FREMONT, CA :Autonomous vehicles, ranging from warships to supermarket delivery carts, have recently made a smooth transition from testing labs to the real world with few hiccups. Self-driving cars, on the other hand, have yet to make it through the testing stage. In addition, a pedestrian was killed by one ride-hailing company's self-driving car during a test drive in 2018. While human-driven cars are involved in incidents daily, the public holds driverless cars to much higher safety standards, viewing single accidents as evidence that these vehicles are too dangerous to be released on public roads.

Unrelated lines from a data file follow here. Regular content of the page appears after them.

PR #549, opened 2024-06-02
small oomph setup fixes

BeckerFrank:
1. remove the not working .github repository setup
2. add all Doc projects to the Doc Workingset

### DIFF
--- a/org.eclipse.mylyn.releng/oomph/Mylyn.setup
+++ b/org.eclipse.mylyn.releng/oomph/Mylyn.setup
@@ -402,21 +402,14 @@
       </workingSet>
     </setupTask>
     <setupTask
-        xsi:type="projects:ProjectsBuildTask"
-        id="build.all"
-        refresh="true"
-        clean="true">
-      <description>Build All</description>
-    </setupTask>
+        xsi:type="launching:LaunchTask"
+        id="launch.install"
+        predecessor="mylyn.workingsets"
+        launcher="mylyn install"/>
     <setupTask
         xsi:type="maven:MavenUpdateTask"
         id="maven.update"
         predecessor="launch.install"/>
-    <setupTask
-        xsi:type="launching:LaunchTask"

It is a big and technological challenge to program the ideal self-driving car that will always make the safest decision. Unlike other autonomous vehicles, which are typically tested in managed environments, self-driving cars must operate in an endlessly volatile road network, quickly processing several dynamic variables to stay secure.

Highway coding

To keep all road users safe, human drivers follow a highway code that relies on the human brain to learn and apply these laws in various real-world scenarios. One can also teach self-driving cars how to follow the highway code. This necessitates dissecting each rule in the code, teaching vehicles' neural networks how to obey each rule, and then verifying that they can be trusted to follow these rules safely in all situations.

When looking at the ramifications of the word ‘must never’ in the highway code, ensuring that these laws can be followed safely becomes more difficult. To make a self-driving car respond as quickly as a human driver in any given situation, we must program these policies to account for complexity, weighted risk, and the rare case where several rules are in direct conflict, causing the car to disregard one or more of them.This is not a job for programmers alone; it will take feedback from attorneys, security experts, system engineers, and policymakers as well. Teaching self-driving cars to be perfect will be a fluid process that will change over time as legal, cultural, and technical experts define perfection.